# Yikes.



## Guest (Sep 8, 2011)

http://www.vanns.com/shop/servlet/item/features/458123686/mitsubishi-wd-92840?i_c=HP-090611-Mits92

Can a TV go too big before rear projection is just better, and cheaper?


----------



## I=V/R (May 25, 2011)

Wow... just wow!


----------



## tonyvdb (Sep 5, 2007)

You can get a really good projector for the price of that unit. Not sure that it would be the best money spent.


----------



## bambino (Feb 21, 2010)

I'm with Tony on the projector/screen thing but a 92" TV that is huge. Another WOW! I wonder how deep it is.


----------



## mechman (Feb 8, 2007)

32.3" deep. That's a bit too much in my opinion.
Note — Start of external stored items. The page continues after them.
PR #5879, opened 2019-10-18
feat(git): refactor AddCommit method

wbrefvem:
#### Submitter checklist

#### Description

This is a readability enhancement that changes the `AddCommit` method of the git CLI interface to `CommitAllChangesToTrackedFiles`, which is a more accurate description of what the method does. The current name can give (and has given) the impression that all files, tracked and untracked, will be committed. The new name should disabuse users of the method of that misconception.


pkg/gits/git_cli.go
```diff
@@ -506,7 +506,7 @@ func (g *GitCLI) CommitDir(dir string, message string) error {
 }
 
 // AddCommit perform an add and commit of the changes from the repository at the given directory with the given messages
-func (g *GitCLI) AddCommit(dir string, msg string) error {
+func (g *GitCLI) CommitAllChangesToTrackedFiles(dir string, msg string) error {
```
hferentschik: The godoc is out of sync here.

That said, why do you want to rename the function? Is `CommitAllChangesToTrackedFiles` not a bit superfluous.  `AddCommit` (or even better `Commit`)  does already imply that, no?

Personally, the new name confuses me more instead of clarifying anything, since I am wondering at that stage what the semantic difference to a 'commit' would be.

Once you start getting this large and spending that kind of money, a projector wins easily.


----------



## bambino (Feb 21, 2010)

WOW again! I don't even recall console tv's being that deep.


----------



## Guest (Sep 9, 2011)

I wasn't really serious about buying it. I was just on Vanns site and it was the deal of the day. I didn't know such a TV existed and I wondered who would buy it. They have a woman in the pictures and I was thinking, why does a woman turn in to the hulk at the ideal of full size speakers, but it's perfectly okay to put THAT tv in a room? I know its just a advert, but common, that tv is farthest from WAF anyone can get and they have a woman presenting it. Just for once they should have a honest advert. A fat guy painted up for football with 20 drunk guys in the room.


----------